++++ STUDY MATERIAL

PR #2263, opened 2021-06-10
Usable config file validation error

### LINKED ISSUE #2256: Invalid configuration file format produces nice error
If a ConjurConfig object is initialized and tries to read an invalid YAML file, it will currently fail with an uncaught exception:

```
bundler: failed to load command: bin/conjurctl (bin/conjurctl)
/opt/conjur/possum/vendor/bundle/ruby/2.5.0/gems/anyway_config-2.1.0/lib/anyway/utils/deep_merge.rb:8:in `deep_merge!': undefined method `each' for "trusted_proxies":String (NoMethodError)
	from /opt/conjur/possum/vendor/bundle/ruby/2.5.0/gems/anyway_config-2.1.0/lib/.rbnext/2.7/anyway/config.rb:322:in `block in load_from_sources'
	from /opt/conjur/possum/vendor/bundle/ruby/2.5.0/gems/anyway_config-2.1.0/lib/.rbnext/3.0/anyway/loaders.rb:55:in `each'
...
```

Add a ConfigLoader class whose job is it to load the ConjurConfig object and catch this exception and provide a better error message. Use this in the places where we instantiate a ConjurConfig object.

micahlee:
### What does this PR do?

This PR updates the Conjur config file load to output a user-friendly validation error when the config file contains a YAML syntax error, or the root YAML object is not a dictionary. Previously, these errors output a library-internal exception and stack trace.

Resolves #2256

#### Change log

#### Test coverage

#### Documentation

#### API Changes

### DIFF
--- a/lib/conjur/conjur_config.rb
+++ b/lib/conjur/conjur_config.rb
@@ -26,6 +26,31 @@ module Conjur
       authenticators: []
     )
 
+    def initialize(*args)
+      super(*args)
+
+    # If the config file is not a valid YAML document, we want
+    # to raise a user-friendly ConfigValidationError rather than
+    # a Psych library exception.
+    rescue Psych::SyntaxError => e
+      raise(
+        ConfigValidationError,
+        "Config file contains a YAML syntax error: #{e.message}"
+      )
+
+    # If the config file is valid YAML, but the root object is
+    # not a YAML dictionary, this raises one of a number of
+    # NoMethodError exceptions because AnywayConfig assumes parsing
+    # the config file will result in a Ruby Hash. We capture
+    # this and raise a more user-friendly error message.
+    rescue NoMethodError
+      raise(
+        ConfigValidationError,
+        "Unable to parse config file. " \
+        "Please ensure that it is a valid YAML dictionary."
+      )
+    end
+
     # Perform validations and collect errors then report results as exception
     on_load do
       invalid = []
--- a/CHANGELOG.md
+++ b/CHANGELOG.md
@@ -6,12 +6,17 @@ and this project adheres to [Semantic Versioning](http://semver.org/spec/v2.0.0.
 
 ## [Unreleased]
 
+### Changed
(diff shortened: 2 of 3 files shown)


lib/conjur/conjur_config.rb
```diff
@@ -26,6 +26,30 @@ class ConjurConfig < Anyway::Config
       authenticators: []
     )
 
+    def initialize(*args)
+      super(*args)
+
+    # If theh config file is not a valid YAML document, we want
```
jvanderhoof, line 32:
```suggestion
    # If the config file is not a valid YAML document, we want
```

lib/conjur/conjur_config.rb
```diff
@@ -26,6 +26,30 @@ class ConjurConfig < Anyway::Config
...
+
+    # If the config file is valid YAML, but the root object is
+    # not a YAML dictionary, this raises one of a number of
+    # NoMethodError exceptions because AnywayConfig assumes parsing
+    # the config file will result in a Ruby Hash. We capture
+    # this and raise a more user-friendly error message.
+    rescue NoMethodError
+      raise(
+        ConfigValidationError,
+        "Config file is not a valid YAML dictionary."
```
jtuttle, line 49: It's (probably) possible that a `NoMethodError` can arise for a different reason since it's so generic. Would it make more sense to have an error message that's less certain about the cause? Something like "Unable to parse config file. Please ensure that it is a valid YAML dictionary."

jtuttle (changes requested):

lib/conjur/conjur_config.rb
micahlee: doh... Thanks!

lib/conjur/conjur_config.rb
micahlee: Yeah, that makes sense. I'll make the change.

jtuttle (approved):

++++++++

# [YOUR OBJECTIVE]
Your task is to repeat the entries exactly.

# [SOLUTION FOR THIS TASK]
PR #2263, opened 2021-06-10
Usable config file validation error

### LINKED ISSUE #2256: Invalid configuration file format produces nice error
If a ConjurConfig object is initialized and tries to read an invalid YAML file, it will currently fail with an uncaught exception:

```
bundler: failed to load command: bin/conjurctl (bin/conjurctl)
/opt/conjur/possum/vendor/bundle/ruby/2.5.0/gems/anyway_config-2.1.0/lib/anyway/utils/deep_merge.rb:8:in `deep_merge!': undefined method `each' for "trusted_proxies":String (NoMethodError)
	from /opt/conjur/possum/vendor/bundle/ruby/2.5.0/gems/anyway_config-2.1.0/lib/.rbnext/2.7/anyway/config.rb:322:in `block in load_from_sources'
	from /opt/conjur/possum/vendor/bundle/ruby/2.5.0/gems/anyway_config-2.1.0/lib/.rbnext/3.0/anyway/loaders.rb:55:in `each'
...
```

Add a ConfigLoader class whose job is it to load the ConjurConfig object and catch this exception and provide a better error message. Use this in the places where we instantiate a ConjurConfig object.

micahlee:
### What does this PR do?

This PR updates the Conjur config file load to output a user-friendly validation error when the config file contains a YAML syntax error, or the root YAML object is not a dictionary. Previously, these errors output a library-internal exception and stack trace.

Resolves #2256

#### Change log

#### Test coverage

#### Documentation

#### API Changes

### DIFF
--- a/lib/conjur/conjur_config.rb
+++ b/lib/conjur/conjur_config.rb
@@ -26,6 +26,31 @@ module Conjur
       authenticators: []
     )
 
+    def initialize(*args)
+      super(*args)
+
+    # If the config file is not a valid YAML document, we want
+    # to raise a user-friendly ConfigValidationError rather than
+    # a Psych library exception.
+    rescue Psych::SyntaxError => e
+      raise(
+        ConfigValidationError,
+        "Config file contains a YAML syntax error: #{e.message}"
+      )
+
+    # If the config file is valid YAML, but the root object is
+    # not a YAML dictionary, this raises one of a number of
+    # NoMethodError exceptions because AnywayConfig assumes parsing
+    # the config file will result in a Ruby Hash. We capture
+    # this and raise a more user-friendly error message.
+    rescue NoMethodError
+      raise(
+        ConfigValidationError,
+        "Unable to parse config file. " \
+        "Please ensure that it is a valid YAML dictionary."
+      )
+    end
+
     # Perform validations and collect errors then report results as exception
     on_load do
       invalid = []
--- a/CHANGELOG.md
+++ b/CHANGELOG.md
@@ -6,12 +6,17 @@ and this project adheres to [Semantic Versioning](http://semver.org/spec/v2.0.0.
 
 ## [Unreleased]
 
+### Changed
(diff shortened: 2 of 3 files shown)


lib/conjur/conjur_config.rb
```diff
@@ -26,6 +26,30 @@ class ConjurConfig < Anyway::Config
       authenticators: []
     )
 
+    def initialize(*args)
+      super(*args)
+
+    # If theh config file is not a valid YAML document, we want
```
jvanderhoof, line 32:
```suggestion
    # If the config file is not a valid YAML document, we want
```

lib/conjur/conjur_config.rb
```diff
@@ -26,6 +26,30 @@ class ConjurConfig < Anyway::Config
...
+
+    # If the config file is valid YAML, but the root object is
+    # not a YAML dictionary, this raises one of a number of
+    # NoMethodError exceptions because AnywayConfig assumes parsing
+    # the config file will result in a Ruby Hash. We capture
+    # this and raise a more user-friendly error message.
+    rescue NoMethodError
+      raise(
+        ConfigValidationError,
+        "Config file is not a valid YAML dictionary."
```
jtuttle, line 49: It's (probably) possible that a `NoMethodError` can arise for a different reason since it's so generic. Would it make more sense to have an error message that's less certain about the cause? Something like "Unable to parse config file. Please ensure that it is a valid YAML dictionary."

jtuttle (changes requested):

lib/conjur/conjur_config.rb
micahlee: doh... Thanks!

lib/conjur/conjur_config.rb
micahlee: Yeah, that makes sense. I'll make the change.

jtuttle (approved):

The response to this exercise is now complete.